Data
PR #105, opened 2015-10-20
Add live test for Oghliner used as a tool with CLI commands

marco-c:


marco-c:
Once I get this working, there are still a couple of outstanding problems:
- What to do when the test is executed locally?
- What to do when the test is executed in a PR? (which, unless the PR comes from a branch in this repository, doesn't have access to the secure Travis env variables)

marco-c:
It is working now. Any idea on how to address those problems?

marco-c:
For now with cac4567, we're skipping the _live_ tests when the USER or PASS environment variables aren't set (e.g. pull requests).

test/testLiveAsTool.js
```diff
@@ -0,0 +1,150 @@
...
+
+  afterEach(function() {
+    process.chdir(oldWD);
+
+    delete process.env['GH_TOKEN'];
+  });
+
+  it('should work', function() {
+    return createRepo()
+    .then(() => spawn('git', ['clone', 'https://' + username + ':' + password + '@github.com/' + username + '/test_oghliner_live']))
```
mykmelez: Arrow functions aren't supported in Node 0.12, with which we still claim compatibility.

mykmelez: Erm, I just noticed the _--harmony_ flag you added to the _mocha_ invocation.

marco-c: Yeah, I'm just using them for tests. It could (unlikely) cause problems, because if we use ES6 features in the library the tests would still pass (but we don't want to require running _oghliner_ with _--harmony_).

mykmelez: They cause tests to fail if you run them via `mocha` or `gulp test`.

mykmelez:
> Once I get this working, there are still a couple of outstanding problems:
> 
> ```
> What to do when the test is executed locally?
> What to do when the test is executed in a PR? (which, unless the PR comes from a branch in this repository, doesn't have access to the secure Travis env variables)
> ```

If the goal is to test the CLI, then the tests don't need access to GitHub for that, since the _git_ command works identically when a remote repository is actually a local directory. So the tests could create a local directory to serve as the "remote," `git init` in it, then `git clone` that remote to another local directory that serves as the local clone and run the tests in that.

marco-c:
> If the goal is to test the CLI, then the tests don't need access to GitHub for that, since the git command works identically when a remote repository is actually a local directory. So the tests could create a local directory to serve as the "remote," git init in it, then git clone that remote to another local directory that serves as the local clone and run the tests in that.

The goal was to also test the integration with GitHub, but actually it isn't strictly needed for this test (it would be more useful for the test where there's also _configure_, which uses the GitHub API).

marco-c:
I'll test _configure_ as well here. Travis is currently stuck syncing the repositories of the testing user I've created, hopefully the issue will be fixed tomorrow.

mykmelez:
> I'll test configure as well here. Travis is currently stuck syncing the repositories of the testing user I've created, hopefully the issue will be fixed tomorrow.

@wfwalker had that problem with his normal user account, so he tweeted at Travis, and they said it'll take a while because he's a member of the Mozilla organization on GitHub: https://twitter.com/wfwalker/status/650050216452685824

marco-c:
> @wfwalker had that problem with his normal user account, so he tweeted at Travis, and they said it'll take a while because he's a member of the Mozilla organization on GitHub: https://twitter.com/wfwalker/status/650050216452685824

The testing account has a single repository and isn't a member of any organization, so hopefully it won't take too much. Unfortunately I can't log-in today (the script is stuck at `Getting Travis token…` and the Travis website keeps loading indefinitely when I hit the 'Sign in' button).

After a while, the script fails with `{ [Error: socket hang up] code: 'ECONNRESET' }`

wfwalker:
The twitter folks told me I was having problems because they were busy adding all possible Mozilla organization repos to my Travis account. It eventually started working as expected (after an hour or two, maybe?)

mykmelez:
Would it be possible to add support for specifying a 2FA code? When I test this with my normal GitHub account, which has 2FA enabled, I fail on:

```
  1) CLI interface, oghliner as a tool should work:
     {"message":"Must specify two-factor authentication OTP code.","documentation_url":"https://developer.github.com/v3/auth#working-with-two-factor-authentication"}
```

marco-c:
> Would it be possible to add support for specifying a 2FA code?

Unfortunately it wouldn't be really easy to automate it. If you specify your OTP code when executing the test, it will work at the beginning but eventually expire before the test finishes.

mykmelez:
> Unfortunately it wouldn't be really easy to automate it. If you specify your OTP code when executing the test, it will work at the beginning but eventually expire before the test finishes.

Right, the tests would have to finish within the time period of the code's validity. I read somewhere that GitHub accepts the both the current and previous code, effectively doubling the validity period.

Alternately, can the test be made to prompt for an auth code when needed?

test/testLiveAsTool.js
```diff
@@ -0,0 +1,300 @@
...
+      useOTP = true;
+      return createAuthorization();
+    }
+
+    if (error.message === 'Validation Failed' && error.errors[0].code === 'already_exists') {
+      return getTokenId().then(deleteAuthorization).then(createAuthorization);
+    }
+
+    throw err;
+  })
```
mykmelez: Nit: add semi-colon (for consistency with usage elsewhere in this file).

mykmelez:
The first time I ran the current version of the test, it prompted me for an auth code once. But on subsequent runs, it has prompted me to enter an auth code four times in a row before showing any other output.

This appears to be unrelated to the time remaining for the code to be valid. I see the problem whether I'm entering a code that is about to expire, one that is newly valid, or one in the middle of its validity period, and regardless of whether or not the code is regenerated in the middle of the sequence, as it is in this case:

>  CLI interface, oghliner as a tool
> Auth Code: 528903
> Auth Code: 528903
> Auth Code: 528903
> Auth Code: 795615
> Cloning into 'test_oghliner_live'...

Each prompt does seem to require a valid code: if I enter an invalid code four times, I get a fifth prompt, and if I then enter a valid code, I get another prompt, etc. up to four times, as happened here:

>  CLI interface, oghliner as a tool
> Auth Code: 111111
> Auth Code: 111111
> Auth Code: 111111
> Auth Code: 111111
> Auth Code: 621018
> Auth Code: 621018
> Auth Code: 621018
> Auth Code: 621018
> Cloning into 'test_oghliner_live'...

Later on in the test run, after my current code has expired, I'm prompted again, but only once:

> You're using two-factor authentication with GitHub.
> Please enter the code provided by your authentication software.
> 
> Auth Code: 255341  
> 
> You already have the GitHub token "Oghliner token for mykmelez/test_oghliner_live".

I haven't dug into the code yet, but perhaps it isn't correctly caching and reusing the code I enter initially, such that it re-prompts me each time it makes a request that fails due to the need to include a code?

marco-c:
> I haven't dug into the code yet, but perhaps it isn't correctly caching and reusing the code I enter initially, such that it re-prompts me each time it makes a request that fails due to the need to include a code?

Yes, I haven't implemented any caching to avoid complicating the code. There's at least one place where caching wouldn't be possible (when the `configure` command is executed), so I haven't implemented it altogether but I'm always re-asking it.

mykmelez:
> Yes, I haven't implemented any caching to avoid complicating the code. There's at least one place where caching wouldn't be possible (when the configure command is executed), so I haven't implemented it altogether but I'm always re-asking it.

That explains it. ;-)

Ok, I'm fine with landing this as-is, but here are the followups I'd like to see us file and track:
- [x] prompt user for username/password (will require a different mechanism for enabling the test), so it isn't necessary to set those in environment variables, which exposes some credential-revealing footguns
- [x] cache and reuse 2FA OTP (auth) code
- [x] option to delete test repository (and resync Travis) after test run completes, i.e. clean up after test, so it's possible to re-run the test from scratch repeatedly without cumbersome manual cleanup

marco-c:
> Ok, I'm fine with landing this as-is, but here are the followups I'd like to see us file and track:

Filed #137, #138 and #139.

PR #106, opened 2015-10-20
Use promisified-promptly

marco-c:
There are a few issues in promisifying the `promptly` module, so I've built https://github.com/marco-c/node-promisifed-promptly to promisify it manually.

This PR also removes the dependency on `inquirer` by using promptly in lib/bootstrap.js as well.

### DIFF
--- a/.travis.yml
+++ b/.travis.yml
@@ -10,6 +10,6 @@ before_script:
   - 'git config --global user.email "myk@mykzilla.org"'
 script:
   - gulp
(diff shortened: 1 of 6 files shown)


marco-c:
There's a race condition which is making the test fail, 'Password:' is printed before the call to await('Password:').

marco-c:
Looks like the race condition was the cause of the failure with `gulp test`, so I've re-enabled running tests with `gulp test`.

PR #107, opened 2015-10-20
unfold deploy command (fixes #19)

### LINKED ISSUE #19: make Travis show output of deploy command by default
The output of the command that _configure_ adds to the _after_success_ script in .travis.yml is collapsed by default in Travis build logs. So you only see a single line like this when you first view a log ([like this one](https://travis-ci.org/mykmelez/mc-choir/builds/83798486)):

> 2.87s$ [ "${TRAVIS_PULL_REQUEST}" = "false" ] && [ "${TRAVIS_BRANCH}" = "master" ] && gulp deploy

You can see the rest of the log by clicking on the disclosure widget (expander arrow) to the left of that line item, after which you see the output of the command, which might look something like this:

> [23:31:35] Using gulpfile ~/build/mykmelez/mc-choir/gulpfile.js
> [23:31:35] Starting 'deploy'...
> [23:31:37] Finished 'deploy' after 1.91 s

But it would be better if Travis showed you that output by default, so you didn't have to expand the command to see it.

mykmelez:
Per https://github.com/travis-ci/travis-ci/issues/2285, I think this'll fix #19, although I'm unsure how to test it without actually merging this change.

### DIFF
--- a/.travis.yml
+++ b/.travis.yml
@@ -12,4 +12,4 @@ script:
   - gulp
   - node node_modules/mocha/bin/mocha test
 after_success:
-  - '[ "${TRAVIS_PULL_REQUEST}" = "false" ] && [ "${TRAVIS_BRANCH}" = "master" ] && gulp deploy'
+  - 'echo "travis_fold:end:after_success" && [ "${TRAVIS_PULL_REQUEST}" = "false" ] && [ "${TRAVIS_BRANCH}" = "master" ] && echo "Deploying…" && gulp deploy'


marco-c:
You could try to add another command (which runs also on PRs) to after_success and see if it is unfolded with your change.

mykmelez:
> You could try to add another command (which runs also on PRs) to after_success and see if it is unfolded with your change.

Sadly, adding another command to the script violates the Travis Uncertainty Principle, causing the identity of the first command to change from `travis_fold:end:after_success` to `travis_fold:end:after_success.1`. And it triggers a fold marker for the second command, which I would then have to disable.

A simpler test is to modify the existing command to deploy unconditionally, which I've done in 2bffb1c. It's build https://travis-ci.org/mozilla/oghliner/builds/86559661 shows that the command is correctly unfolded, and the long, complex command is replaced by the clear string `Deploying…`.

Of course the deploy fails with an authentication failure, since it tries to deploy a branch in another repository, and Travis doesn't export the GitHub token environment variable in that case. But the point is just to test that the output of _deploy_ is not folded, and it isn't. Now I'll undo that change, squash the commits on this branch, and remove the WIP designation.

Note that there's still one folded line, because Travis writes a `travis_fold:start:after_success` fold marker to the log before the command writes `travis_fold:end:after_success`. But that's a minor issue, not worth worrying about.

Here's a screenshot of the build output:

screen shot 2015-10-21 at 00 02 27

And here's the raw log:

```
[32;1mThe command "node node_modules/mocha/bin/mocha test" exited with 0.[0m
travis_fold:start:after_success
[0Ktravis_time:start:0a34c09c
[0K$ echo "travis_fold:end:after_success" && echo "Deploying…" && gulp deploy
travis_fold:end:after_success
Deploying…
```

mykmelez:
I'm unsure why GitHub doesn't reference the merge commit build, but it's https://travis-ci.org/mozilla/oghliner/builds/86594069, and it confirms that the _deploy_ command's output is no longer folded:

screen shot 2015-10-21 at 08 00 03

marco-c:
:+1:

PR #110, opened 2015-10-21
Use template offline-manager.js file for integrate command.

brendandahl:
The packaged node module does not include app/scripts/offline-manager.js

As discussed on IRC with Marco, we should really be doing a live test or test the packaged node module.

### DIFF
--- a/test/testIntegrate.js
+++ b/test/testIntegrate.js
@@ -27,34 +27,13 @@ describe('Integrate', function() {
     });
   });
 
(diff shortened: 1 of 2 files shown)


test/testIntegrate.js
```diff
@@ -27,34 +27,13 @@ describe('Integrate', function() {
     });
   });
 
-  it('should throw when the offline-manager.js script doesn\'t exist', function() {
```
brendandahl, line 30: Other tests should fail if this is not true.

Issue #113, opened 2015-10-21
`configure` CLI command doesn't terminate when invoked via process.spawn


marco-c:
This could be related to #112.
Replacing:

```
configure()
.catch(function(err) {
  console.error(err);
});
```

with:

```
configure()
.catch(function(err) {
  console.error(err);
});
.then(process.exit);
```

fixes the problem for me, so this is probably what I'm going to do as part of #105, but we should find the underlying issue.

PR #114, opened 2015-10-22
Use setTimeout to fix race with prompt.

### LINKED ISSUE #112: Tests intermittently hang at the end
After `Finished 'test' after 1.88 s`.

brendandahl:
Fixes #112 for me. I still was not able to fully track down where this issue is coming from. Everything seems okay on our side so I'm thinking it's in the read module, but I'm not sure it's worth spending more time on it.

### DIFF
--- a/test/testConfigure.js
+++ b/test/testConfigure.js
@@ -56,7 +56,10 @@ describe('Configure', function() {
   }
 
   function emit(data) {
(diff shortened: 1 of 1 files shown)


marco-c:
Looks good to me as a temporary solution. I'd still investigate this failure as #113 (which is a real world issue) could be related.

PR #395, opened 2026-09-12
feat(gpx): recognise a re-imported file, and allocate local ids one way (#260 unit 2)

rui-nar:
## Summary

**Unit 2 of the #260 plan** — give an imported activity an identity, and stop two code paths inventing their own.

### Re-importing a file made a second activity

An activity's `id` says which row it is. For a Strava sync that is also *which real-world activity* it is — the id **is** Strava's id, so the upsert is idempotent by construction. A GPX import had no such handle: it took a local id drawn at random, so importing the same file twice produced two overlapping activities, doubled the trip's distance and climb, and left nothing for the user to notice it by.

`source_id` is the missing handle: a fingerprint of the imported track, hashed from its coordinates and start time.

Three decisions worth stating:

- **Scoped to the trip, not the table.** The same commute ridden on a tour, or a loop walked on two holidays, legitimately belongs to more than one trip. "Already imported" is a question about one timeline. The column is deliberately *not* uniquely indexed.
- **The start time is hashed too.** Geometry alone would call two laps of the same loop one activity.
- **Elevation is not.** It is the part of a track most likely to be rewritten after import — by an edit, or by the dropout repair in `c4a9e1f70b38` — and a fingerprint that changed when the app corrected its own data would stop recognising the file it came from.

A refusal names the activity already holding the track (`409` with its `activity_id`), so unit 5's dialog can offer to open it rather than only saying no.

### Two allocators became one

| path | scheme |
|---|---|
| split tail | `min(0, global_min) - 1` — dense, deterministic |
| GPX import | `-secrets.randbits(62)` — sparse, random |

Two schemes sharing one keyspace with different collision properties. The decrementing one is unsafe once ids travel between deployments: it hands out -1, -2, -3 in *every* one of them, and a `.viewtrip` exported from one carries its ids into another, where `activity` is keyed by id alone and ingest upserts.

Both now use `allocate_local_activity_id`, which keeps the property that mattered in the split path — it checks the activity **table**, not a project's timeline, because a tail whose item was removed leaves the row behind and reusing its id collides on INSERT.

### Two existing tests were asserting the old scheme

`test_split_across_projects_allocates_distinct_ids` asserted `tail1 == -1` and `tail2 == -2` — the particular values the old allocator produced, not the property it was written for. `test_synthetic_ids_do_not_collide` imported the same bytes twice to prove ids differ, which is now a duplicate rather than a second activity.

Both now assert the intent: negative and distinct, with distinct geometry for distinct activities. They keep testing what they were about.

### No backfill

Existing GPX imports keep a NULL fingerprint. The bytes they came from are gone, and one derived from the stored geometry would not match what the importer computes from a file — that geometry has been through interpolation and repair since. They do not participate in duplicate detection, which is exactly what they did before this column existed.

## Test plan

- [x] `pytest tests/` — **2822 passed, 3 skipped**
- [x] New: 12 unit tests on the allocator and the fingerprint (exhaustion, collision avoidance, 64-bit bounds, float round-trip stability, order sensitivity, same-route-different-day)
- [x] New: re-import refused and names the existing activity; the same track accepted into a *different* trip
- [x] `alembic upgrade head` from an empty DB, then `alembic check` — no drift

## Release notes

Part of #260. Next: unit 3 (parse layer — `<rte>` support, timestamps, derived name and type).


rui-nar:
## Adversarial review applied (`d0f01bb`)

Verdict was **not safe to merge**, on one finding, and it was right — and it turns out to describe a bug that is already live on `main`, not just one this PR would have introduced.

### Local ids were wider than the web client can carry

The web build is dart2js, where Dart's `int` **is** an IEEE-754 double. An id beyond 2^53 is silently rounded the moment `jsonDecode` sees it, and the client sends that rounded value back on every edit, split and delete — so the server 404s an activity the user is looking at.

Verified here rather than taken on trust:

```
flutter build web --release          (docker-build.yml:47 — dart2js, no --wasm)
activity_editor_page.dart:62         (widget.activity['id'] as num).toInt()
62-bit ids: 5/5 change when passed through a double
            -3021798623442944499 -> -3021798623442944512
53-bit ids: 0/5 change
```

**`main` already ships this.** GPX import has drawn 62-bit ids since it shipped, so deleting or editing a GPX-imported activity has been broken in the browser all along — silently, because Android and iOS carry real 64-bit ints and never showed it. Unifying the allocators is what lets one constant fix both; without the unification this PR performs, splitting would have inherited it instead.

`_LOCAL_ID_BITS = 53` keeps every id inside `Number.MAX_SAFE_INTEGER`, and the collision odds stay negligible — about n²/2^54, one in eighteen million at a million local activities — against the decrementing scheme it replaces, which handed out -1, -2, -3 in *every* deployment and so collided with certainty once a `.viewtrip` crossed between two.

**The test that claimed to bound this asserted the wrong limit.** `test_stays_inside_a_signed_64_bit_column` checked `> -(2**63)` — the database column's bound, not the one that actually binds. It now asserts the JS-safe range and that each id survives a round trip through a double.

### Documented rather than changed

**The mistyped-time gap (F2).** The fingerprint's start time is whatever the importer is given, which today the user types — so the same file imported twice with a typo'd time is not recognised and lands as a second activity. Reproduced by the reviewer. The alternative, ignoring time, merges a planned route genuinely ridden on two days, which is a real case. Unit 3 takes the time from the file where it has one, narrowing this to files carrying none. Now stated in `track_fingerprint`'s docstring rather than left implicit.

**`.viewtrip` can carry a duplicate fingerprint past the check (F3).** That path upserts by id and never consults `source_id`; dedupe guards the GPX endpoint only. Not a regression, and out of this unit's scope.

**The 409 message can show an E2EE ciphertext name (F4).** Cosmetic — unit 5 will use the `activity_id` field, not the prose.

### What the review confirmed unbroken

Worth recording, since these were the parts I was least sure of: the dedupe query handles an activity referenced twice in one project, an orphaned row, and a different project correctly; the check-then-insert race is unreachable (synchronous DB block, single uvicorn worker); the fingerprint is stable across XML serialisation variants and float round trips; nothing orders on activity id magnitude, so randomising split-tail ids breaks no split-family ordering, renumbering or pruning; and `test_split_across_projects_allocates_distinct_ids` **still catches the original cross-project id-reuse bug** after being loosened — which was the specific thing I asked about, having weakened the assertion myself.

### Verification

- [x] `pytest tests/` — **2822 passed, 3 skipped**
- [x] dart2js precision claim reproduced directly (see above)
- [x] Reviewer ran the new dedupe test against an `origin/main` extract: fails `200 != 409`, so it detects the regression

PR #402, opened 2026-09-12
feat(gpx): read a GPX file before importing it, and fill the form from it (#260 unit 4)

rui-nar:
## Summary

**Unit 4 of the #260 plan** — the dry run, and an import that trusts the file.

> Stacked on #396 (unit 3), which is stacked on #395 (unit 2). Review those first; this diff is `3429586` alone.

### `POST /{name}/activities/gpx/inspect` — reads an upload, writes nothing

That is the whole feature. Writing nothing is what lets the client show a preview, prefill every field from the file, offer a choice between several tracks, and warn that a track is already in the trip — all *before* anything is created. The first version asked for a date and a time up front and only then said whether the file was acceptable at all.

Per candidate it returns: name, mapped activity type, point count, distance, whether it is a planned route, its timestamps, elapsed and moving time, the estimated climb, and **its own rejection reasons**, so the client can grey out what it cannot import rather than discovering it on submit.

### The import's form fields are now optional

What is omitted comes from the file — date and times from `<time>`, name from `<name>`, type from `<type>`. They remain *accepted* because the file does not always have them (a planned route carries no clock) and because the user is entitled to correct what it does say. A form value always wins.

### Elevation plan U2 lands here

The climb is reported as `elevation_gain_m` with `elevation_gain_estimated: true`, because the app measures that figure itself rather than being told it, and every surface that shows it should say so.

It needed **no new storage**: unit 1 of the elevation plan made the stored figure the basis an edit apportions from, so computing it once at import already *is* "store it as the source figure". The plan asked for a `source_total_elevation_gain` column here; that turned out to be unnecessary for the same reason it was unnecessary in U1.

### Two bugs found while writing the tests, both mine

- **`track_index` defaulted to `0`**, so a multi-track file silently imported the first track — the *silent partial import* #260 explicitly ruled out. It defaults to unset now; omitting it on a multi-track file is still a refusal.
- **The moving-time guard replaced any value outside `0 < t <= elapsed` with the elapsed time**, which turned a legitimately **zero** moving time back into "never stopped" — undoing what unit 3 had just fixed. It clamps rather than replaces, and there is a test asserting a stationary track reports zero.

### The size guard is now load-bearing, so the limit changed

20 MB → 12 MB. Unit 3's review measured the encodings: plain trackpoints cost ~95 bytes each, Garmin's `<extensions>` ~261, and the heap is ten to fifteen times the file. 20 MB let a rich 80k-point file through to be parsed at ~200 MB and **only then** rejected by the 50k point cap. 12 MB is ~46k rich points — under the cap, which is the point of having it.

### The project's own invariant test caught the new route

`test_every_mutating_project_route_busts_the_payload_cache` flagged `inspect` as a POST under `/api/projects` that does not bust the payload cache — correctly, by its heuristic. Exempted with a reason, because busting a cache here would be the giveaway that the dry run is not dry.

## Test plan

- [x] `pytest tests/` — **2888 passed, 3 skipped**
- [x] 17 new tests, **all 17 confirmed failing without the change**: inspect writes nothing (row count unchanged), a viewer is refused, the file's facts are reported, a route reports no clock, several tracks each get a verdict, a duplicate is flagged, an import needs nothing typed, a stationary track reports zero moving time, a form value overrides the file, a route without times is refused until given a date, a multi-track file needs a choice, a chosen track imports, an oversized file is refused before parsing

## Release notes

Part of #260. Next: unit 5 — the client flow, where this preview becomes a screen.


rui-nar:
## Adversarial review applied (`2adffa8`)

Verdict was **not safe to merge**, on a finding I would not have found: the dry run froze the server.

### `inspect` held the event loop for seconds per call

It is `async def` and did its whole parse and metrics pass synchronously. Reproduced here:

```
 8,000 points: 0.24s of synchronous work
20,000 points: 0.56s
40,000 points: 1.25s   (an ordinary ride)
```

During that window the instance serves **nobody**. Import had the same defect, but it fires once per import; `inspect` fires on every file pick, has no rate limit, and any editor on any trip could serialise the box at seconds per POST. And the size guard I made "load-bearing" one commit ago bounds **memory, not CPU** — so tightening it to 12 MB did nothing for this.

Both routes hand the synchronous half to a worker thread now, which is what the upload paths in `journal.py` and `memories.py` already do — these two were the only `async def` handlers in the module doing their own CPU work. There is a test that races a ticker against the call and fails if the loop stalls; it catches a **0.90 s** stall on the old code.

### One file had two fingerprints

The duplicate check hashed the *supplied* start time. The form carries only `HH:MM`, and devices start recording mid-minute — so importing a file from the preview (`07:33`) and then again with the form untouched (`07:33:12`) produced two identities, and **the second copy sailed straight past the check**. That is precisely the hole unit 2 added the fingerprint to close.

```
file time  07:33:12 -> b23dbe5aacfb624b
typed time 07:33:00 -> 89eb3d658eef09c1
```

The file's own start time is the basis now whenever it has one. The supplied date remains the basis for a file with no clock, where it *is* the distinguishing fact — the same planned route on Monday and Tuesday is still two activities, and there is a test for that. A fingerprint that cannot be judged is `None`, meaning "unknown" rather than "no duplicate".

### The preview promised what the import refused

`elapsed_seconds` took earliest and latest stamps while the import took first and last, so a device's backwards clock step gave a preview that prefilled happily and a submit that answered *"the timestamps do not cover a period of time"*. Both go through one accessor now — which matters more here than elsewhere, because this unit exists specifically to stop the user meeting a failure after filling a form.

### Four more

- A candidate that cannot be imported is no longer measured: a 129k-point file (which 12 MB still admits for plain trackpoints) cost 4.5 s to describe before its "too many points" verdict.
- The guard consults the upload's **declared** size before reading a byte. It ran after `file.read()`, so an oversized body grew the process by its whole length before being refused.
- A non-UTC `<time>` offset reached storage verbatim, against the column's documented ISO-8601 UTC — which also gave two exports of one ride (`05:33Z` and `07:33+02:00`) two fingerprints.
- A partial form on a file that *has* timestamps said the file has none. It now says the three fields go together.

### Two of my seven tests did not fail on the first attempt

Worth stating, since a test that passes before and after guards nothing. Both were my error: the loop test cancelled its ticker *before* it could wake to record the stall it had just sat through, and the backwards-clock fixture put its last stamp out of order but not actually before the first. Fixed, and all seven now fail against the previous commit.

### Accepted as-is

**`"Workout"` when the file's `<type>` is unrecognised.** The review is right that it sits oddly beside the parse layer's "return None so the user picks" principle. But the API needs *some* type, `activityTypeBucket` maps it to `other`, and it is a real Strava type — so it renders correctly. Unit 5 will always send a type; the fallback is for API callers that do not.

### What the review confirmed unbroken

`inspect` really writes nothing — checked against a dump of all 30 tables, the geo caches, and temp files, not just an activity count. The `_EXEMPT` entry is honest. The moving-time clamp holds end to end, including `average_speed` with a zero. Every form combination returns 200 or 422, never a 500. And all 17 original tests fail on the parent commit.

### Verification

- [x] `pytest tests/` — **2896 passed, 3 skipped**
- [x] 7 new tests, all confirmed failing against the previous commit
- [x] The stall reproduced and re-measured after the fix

Directions for this task
Read through the entries, then copy every line where the string "easy" is found.

Completed task
Unfortunately it wouldn't be really easy to automate it. If you specify your OTP code when executing the test, it will work at the beginning but eventually expire before the test finishes.
> Unfortunately it wouldn't be really easy to automate it. If you specify your OTP code when executing the test, it will work at the beginning but eventually expire before the test finishes.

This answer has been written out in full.